Developer

Upload Your Last.fm Data to Neo4j with RNeo4j and the Transactional Endpoint

Nicole White

Data Scientist

September 30, 2014

6 min read

Upload Your Last.fm Data to Neo4j with RNeo4j and the Transactional Endpoint

Written by Nicole White, originally posted on her blog.

Recently I’ve had several people ask how they can use RNeo4j to import data that they have stored either in a CSV file or R data object. The example I have in the documentation uses a very small data frame, but more realistically you’ll have a data frame with several thousand rows. In that case, you’ll want to upload the data in blocks through the transactional endpoint, which I demo here.

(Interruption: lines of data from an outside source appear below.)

PR #2174, opened 2024-10-10
[MBL-1721] Pledge Rewards Summary Table View Refactor

scottkicks:
# 📲 What

Instead of making the header text of each section a part of each cell, it'd be better to use actual table view header cells. We currently use a custom data source implementation that is overly complicated, somewhat difficult to understand, and not set up to easily define table view sections with UITableView headers.

I've built a new data source class that implements the `UITableViewDiffableDataSource` API. 
This approach comes with three main wins for us:
- Simplifies the UI State

These changes are behind the "No Shipping At Checkout" Feature Flag

# 🛠 How
- Implement the new data source. This applies a snapshot that defines sections for the table as `header`, `reward`, `addOns`,  and `bonusSupport`
- Update table view cell styling. Includes some Prelude cleanup.

# 👀 See

| --- | --- | --- | --- |
| No Reward | reward (no addon) | reward (addon) | reward (addon + bonus support) |

# ✅ Acceptance criteria

- [x] crowdfund and late pledge pledges work as expected
- [x]  tables match our [designs](https://www.figma.com/design/z4faZM4BQwbyiDe7y8tbpP/Pledge-Redemption?node-id=35-1532&node-type=frame&t=Gqnx64udPplFjYSb-0)

# ⏰ TODO
- [ ] Add snapshot tests onces issues are resolved


nativeksr:
<table>
  <thead>
    <tr>
      <th width="50"></th>
          1 Warning
      </th>
     </tr>
  </thead>
  <tbody>
    <tr>
      <td>:warning:</td>
    </tr>
  </tbody>
</table>

</p>

scottkicks:
I have two outstanding issues that are giving me trouble that I could use extra eyes on if anyone has time.

1. The AddOns section header text shows when no add-ons have been selected, only when bonus support is added.
drawing

Setting breakpoints in the snapshot definition, [here](https://github.com/kickstarter/ios-oss/blob/b8d1978699b7afbda0d9193785ee0913d24b6676/Kickstarter-iOS/Features/PledgePaymentMethods/Datasource/NoShippingPledgeRewardsSummaryDiffableDataSource.swift#L96), shows that in this case we're not actually appending `.addOns` to the sections. I'm trying to understand why the data source think that it has.

2. When adding multiple different addOns the ones after the first one are squished.
drawing

The tricky part is that the cell styling is set based on its relation to the section header. The cells that come after the first don't need to be so conditionally rendering those is a bit of a curveball.

stevestreza-ksr (approved):
This looks pretty straightforward. It might make sense to move some of the constants in those classes out into a constants block.

Kickstarter-iOS/Features/PledgePaymentMethods/Datasource/NoShippingPledgeRewardsSummaryDiffableDataSource.swift
```diff
@@ -0,0 +1,112 @@
...
+      }
+    }
+  }
+}
+
+/**
+ Creates `NSDiffableDataSourceSnapshot` to apply to the pledge summary table view data source on our crowdfunding and late pledge checkout screens.
+
+ - parameter headerData: The `PledgeExpandableHeaderRewardCellData`that represents the tables custom header `UITableViewCell`.
+ - parameter rewards: The `[PledgeExpandableHeaderRewardCellData]`that represents the tables reward data (baseReward, addOns, and bonusSupport).
```
ifosli, line 61: nit `table's` instead of `tables` in this line and the line above.

Kickstarter-iOS/Features/PledgePaymentMethods/Views/Cells/PostCampaignPledgeRewardsSummaryCell.swift
```diff
@@ -39,17 +46,16 @@ final class PostCampaignPledgeRewardsSummaryCell: UITableViewCell, ValueCell {
 
     self.amountLabel.adjustsFontForContentSizeCategory = true
 
-    _ = self.rootStackView
-      |> rootStackViewStyle(self.traitCollection.preferredContentSizeCategory > .accessibilityLarge)
+    self.applyContainerStackViewStyle(self.containerStackView)
```
ifosli, line 49: This kind of naming convention works, too! I'm not sure we have enough style helpers that aren't in prelude to have a project-wide naming convention yet, but I would still lean toward `styleContainerStackView` and ect instead, just because it's a little shorter. Definitely not blocking, though!

Kickstarter-iOS/Features/PledgeView/Controllers/__Snapshots__/NoShippingPostCampaignViewControllerTests/testView_AddOns_LoggedOut.lang_en_device_pad.png
ifosli, line 1: There's a reward missing from this table - the second add on doesn't show. Can you please look into this and make sure that the table is capable of showing multiple rows of add-ons, both in tests and in the app?

Kickstarter-iOS/Features/PledgeView/Controllers/__Snapshots__/NoShippingPostCampaignViewControllerTests/testView_PledgeContext_UnavailableStoredCards.lang_de_device_phone4inch.png
ifosli, line 1: This one's concerning, too - it's showing the "Add-ons" title for the shipping section, which I thought was fixed. Can you fix this for the post campaign version, too, if you haven't already? Or look into this and see what's going on if it should be fixed?

Library/ViewModels/PostCampaignPledgeRewardsSummaryViewModel.swift
```diff
@@ -48,7 +48,10 @@ public protocol PostCampaignPledgeRewardsSummaryViewModelInputs {
 
 public protocol PostCampaignPledgeRewardsSummaryViewModelOutputs {
   var configurePledgeTotalViewWithData: Signal<PledgeSummaryViewData, Never> { get }
-  var loadRewardsIntoDataSource: Signal<[PostCampaignRewardsSummaryItem], Never> { get }
+  var loadRewardsIntoDataSource: Signal<
+    (headerData: PledgeExpandableHeaderRewardCellData?, rewards: [PledgeExpandableHeaderRewardCellData]),
```
ifosli, line 52: Nit: If `PledgeExpandableHeaderRewardCellData` is the data type that's used for every cell, including rewards cells, can we please rename it?

ifosli (changes requested):
Some of these snapshots reveal issues - primarily "add-ons" is showing as a title for the shipping section for one of the post campaign vcs (immediate example for why I think it'd be nice to combine these table classes, but I do still understand if that's out of scope) and tables that should have two separate add-ons is only showing one. I left a bunch of other minor comments (mostly typos and naming convention stuff for styling helper functions) but do what you want with those. The table looks good, though! Overall I like this a lot!

Kickstarter-iOS/Features/PledgePaymentMethods/Controller/PostCampaignPledgeRewardsSummaryViewController.swift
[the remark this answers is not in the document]
scottkicks: Agreed. I've noted it in the ticket that tackles unifying late pledge and crowdfunding checkout so that this PR doesn't get too big.

ifosli (approved):
Nice!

It should be noted that this method will never be faster than LOAD CSV or the lightning-fast batch importer. But LOAD CSV has its issues, and the batch importer requires quite a lot of data pre-processing before it can be used. For modest datasets (< 1,000,000 rows), I find uploading through RNeo4j the quickest way for me to get up and running.

Data Collection

Last.fm is a service that keeps track of your music listening history. Each track you play and that Last.fm records is called a “scrobble.” I wrote an R script that calls the Last.fm API to collect all of a user’s scrobble history and write it to a CSV file. I did this for myself along with my friends Julian and Aaron. If you want to do this yourself, you’ll need to get your own API key from Last.fm. Just overwrite API_KEYwith your API key and pass your Last.fm username to get_scrobbles(). For the following, I use Last.fm’s User.getRecentTracks endpoint to iterate through a user’s entire scrobble history.

# Don't run this while currently scrobbling. 
# The now-playing track will not have a timestamp, which'll mess everything up.
options(stringsAsFactors = F)

library(RCurl)
library(jsonlite)
library(dplyr)

# REST API things.
REST_URL = "https://ws.audioscrobbler.com/2.0/"
API_KEY = Sys.getenv('LASTFM_KEY')

# Function for getting scrobble history and writing to csv.
get_scrobbles <- function(user) {
  # Convert JSON to data frame.
  clean <- function(json) {
    data = fromJSON(json)
    data = data$recenttracks$track

    data = data.frame(user = user, 
                      track = data$name, 
                      artist = data$artist$'#text', 
                      date = data$date$'#text', 
                      timestamp = data$date$uts)
    return(data)
  }

  # Start with the timestamp of the current time.
  max_unix = as.numeric(strftime(as.POSIXct(Sys.time()), '%s'))

  data = data.frame()

  # Work backward through user's scrobble history.
  repeat{
    json = getForm(REST_URL,
                   method = "user.getrecenttracks",
                   user = user,
                   api_key = API_KEY,
                   limit = 200,
                   to = max_unix,
                   format = "json")

    new_data = try(clean(json), silent = T)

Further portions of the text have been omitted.